The past few months have been an extremely busy travel season for me. I’ve been to New York, Geneva, Jakarta, Singapore, Philadelphia, Orlando, St. Louis, Luxembourg, Dubai …
Well, you get the idea.
I finished my last major trip with a stop in China, where I had the opportunity to host a media roundtable and speak at the China Civil Aviation Development Forum.
A Kodak moment at the civil aviation forum in Beijing. The ladies were from the Ordos region of Inner Mongolia where authorities are trying to attract investment to develop aviation infrastructure.
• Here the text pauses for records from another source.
PR #243, opened 2019-05-22
Fix andAlso in LLVMVal testEqual

andreistefanescu:


robdockins:
Oy... is there a test case that exposed this bug that we can add to the test suite?

siddharthist:
I think the only place this is currently used is in `SAWScript.CrucibleOverride.matchArg` in the case for `SetupGlobalInitializer`.

It should be relatively easy to add an artificial test case for, by just creating two concrete `LLVMVal`s and comparing them.

andreistefanescu:
I was experimenting with this in `saw-script` when I noticed the bug, but I ended up not using it. I don't  see an easy way of adding a unit test.

PR #250, opened 2019-05-24
Add a crux primitive: crucible_string

travitch:
This primitive allocates a fixed-length string with symbolic contents.  The
string has the user-specified number of symbolic bytes plus a concrete NUL
terminator.

Note that the symbolic bytes are unconstrained and could also be NUL.

### DIFF
--- a/crux-llvm/src/Crux/LLVM/Overrides.hs
+++ b/crux-llvm/src/Crux/LLVM/Overrides.hs
@@ -1,12 +1,13 @@
-{-# Language ImplicitParams #-}
-{-# Language RankNTypes #-}
-{-# Language TypeFamilies #-}
-{-# Language TypeApplications #-}
-{-# Language TypeOperators #-}
-{-# Language DataKinds #-}
-{-# Language PatternSynonyms #-}
+{-# LANGUAGE FlexibleContexts #-}
 {-# Language ConstraintKinds #-}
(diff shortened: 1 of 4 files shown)


crux-llvm/src/Crux/LLVM/Overrides.hs
```diff
@@ -270,6 +277,44 @@ lib_fresh_i64 ::
...
+      -- the NUL terminator.
+      contentsName <- case userSymbol (name ++ "_contents") of
+        Left err -> fail (show err)
+        Right nm -> return nm
+      let arrayRep = BaseArrayRepr (Empty :> BaseBVRepr ?ptrWidth) (BaseBVRepr (knownNat @8))
+      initContents <- liftIO $ freshConstant sym contentsName arrayRep
+      mem2 <- liftIO $ doArrayConstStore sym mem1 ptr noAlignment initContents maxLenBV
+
+      -- Write the NUL terminator to the last byte
+      zeroByte <- liftIO $ bvLit sym (knownNat @8) 0
```
andreistefanescu: `arrayUpdate`  is an alternative way to write the final `0` in the array, and avoid a second write

travitch:
That is a good point - I don't think there is a need for it to be immutable.  I just started out thinking about it as for string literals.  I'll switch it to mutable.

PR #251, opened 2019-05-27
Allow prime as what4 symbol character

andreistefanescu:


robdockins:
Is prime an allowed character for Yices native languge also?

andreistefanescu:
@robdockins yes, I've tested this in native Yices, and it works as well

PR #255, opened 2019-06-03
Add what4 option to pass `--mcsat` to Yices

atomb:
The development version of Yices supports a `--mcsat` flag to enable the use of MC-SAT instead of DPLL(T) as the guiding search strategy.

### DIFF
--- a/crux/src/Crux/CruxMain.hs
+++ b/crux/src/Crux/CruxMain.hs
@@ -39,6 +39,7 @@ import What4.InterpretedFloatingPoint (IsInterpretedFloatExprBuilder)
 import What4.Interface (getConfiguration)
 import What4.FunctionName (FunctionName)
 import What4.Protocol.Online (OnlineSolver)
+import What4.Solver.Yices (yicesEnableMCSat)
 import What4.Solver.Z3 (z3Timeout)
 
 -- crux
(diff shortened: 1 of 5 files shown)


robdockins:
Looks pretty straightforward.  The only question I have is: how does the `mcsat` option interact with other options.  E.g., is it compatible with the `ef-solver` or `push-pop` mode?

atomb:
Yeah, that's something I was wondering and attempted to find out. From what I can tell, it does seem compatible with `push-pop` but not `ef-solver` (or `interactive`). Overall, I think there are various potential clashing options with Yices. Should we check for them all up-front or just let it fail? I'm not sure we can do anything better to respond if we detect the problem early.

robdockins:
Yeah, that's a good point.  The interactions might be pretty complicated and change over time.

I guess we should just make sure that the failure mode is OK, i.e., that the user is presented with an appropriate error message that indicates the underlying problem.

atomb:
Yep, I think that sounds good. I'll test that before merging this.

atomb:
Unfortunately, I'm having trouble getting this to work with any input, much less conflicting flags, so let's leave it unmerged for now. I think we may be feeding it problems that are outside the scope of what MC-SAT supports, but the result when trying to send essentially any problem to the MC-SAT engine through Crux is the super-helpful `hFlush: resource vanished (Broken pipe)` message.

atomb:
The issue seems to be that Yices doesn't support labeled assertions in MC-SAT mode.

atomb:
The latest commit disables the use of unsat cores in Crux when the Yices MC-SAT solver is turned on. We should probably make What4 produce an error if both are selected at the same time, too.

atomb:
Alright, now we check for the combination of MC-SAT and Unsat cores. I think this is ready to merge. Any other thoughts before I do that, @robdockins ?

PR #258, opened 2019-06-05
Use array stride

andreistefanescu:


siddharthist:
@andreistefanescu Out of curiosity, what does this PR do?

PR #261, opened 2019-06-05
Smt array memory model

andreistefanescu:
Depends on #258.

### DIFF
--- a/crucible-llvm/src/Lang/Crucible/LLVM/MemModel/Generic.hs
+++ b/crucible-llvm/src/Lang/Crucible/LLVM/MemModel/Generic.hs
@@ -647,6 +647,10 @@ readMem sym w l tp alignment m = do
   p2         <- isAligned sym w l alignment
   maybe_allocation_array <- asMemAllocationArrayStore sym w l m
   part_val <- case maybe_allocation_array of
+    -- if this read is inside an allocation backed by a SMT array store,
+    -- then decompose this read into reading the individual bytes and
+    -- assembling them to obtain the value, without introducing any
+    -- ite operations
     Just (arr, _arr_sz) -> do
       let loadArrayByteFn :: Offset -> IO (PartLLVMVal arch sym)
           loadArrayByteFn off = do
@@ -1144,6 +1148,12 @@ writeConstMem ::
   IO (Mem sym, Pred sym, Pred sym)
 writeConstMem = writeMemWithAllocationCheck isAllocated
 
+-- | Write a value to memory.
+--
+-- The returned predicates assert (in this order):
+--  * the pointer satisfies the checks specified by
+--    the @is_allocated@ function
+--  * the pointer's alignment is correct
 writeMemWithAllocationCheck ::
   forall sym w .
   (IsSymInterface sym, 1 <= w) =>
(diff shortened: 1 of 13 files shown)


crucible-llvm/src/Lang/Crucible/LLVM/MemModel/Generic.hs
```diff
@@ -1366,6 +1433,49 @@ possibleAllocs n = helper . memAllocs
               AllocMerge (asConstantPred -> Just False) as1 as2 -> helper as2
               AllocMerge _ as1 as2 -> helper as1 ++ helper as2
 
+asMemAllocationArrayStore ::
```
siddharthist: This could probably use a comment

crucible-llvm/src/Lang/Crucible/LLVM/MemModel/Generic.hs
```diff
@@ -643,16 +645,28 @@ readMem sym w l tp alignment m = do
...
-      PartLLVMVal p v ->
-        let ub1 = UB.ReadUnallocated  (UB.pointerView l)
-            ub2 = UB.ReadBadAlignment (UB.pointerView l) alignment
-            p'  = W4AT.And (p :| [ W4AT.Leaf (undefinedBehavior ub1 p1)
-                                 , W4AT.Leaf (undefinedBehavior ub2 p2)
-                                 ])
-        in return $ PartLLVMVal p' v
+  maybe_allocation_array <- asMemAllocationArrayStore sym w l m
+  part_val <- case maybe_allocation_array of
+    Just (arr, _arr_sz) -> do
```
robdockins: Is is correct to be ignoring the array size here? I don't recall exactly where we check that reads are in bounds, but this looks suspicious.

crucible-llvm/src/Lang/Crucible/LLVM/MemModel/Generic.hs
```diff
@@ -1132,11 +1142,60 @@ writeConstMem ::
...
   Mem sym       ->
   IO (Mem sym, Pred sym, Pred sym)
-writeConstMem sym w ptr tp alignment v m =
-  do sz <- bvLit sym w (bytesToInteger (typeEnd 0 tp))
-     p1 <- isAllocated sym w alignment ptr (Just sz) m
-     p2 <- isAligned sym w ptr alignment
-     return (memAddWrite (MemWrite ptr (MemStore v tp alignment)) m, p1, p2)
+writeConstMem = writeMemWithAllocationCheck isAllocated
+
+writeMemWithAllocationCheck ::
```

After my Beijing stop I got to “travel” around the world in an afternoon. By that I mean I visited Expo 2010 in Shanghai. It runs through October 31 and is intended to promote the exchange between different cultures and countries.
It’s the first time I’ve visited a world’s fair since Expo ‘74.
Boeing has a pretty cool exhibit inside the USA Pavilion at the Shanghai show. A staggering 70 million people are expected to attend the expo, and we think a good fraction of those will pass by the Boeing display.
The lines were fairly long to get into the USA pavilion.
As a sponsor of the pavilion, Boeing has display space at the “Discover America” theme area. The Boeing story is about partnership, the connection between China and the U.S., and history, as told through technology, innovation and sustainability.
The centerpiece is something we’re calling the Boeing Dreamscape, an interactive wall featuring images and other content uploaded from BoeingDreamscape.com.
Interacting with the Boeing Dreamscape wall.
We launched the website together with the Dreamscape wall so that people from China and around the world can share travel and cultural experiences with pictures and short messages.
I did. I submitted 2 photos of my own.
One great feature of our exhibit highlights Wong Tsoo, who was Boeing’s first chief engineer. He helped design the Model C training seaplane which went on to become Boeing’s first financial success.
The China Pavilion - understandably, a very popular exhibit.
During my visit to the expo, my Boeing colleague, Olive Wang, and I actually managed to walk the entire length of the grounds and back - a journey of about 4 hours.
Starting with the USA Pavilion at the far end of the grounds, we journeyed “east” through Canada, Europe, Africa, the Middle East and finally Asia.
At the Porterhouse Irish Pub. Yes, an Irish Pub in Shanghai! Great food and a traditional Irish dance demonstration.
Before returning back to the USA Pavilion, we made a quick visit to the North Korean Pavilion, which interestingly was titled “Paradise for People.”
Sound intriguing? Well, if you may be considering a trip to Expo 2010 this summer, here’s my advice:
- Wear comfortable shoes - the grounds are huge.
- Bring your patience with you - lines are very long at many of the pavilions.
- Buy a ceremonial passport - you can get it stamped at each country’s exhibit. People were very much into collecting the stamps.
- Visit the small, less traveled, exhibits. Lines were shorter and the displays are fascinating. (We went into the Pavilions for Afghanistan, Bahrain, Jordan, Vietnam, North Korea, Denmark, and Cambodia without any waiting).
- If you need directions, ask a “green cabbage.” These guides are dressed in light green track suits, speak several languages and give perfect directions.
- Visit the USA Pavilion and the Boeing Dreamscape and be sure to upload your photos and messages before you go.
Evening views - USA Pavilion (top) and our view from the Denmark pavilion.
Finally, the marketer in me has to point out that China is not only a long-time partner (nearly 40 years) and one of Boeing’s largest customers, but it’s a fast growing aviation market that will require thousands of new airplanes worth more than $400 billion over the next couple of decades.
So, needless to say it’s a thrill for us as a company to take part in Expo 2010.
Safe journeys to you wherever you may go as we enter the busy summer travel season!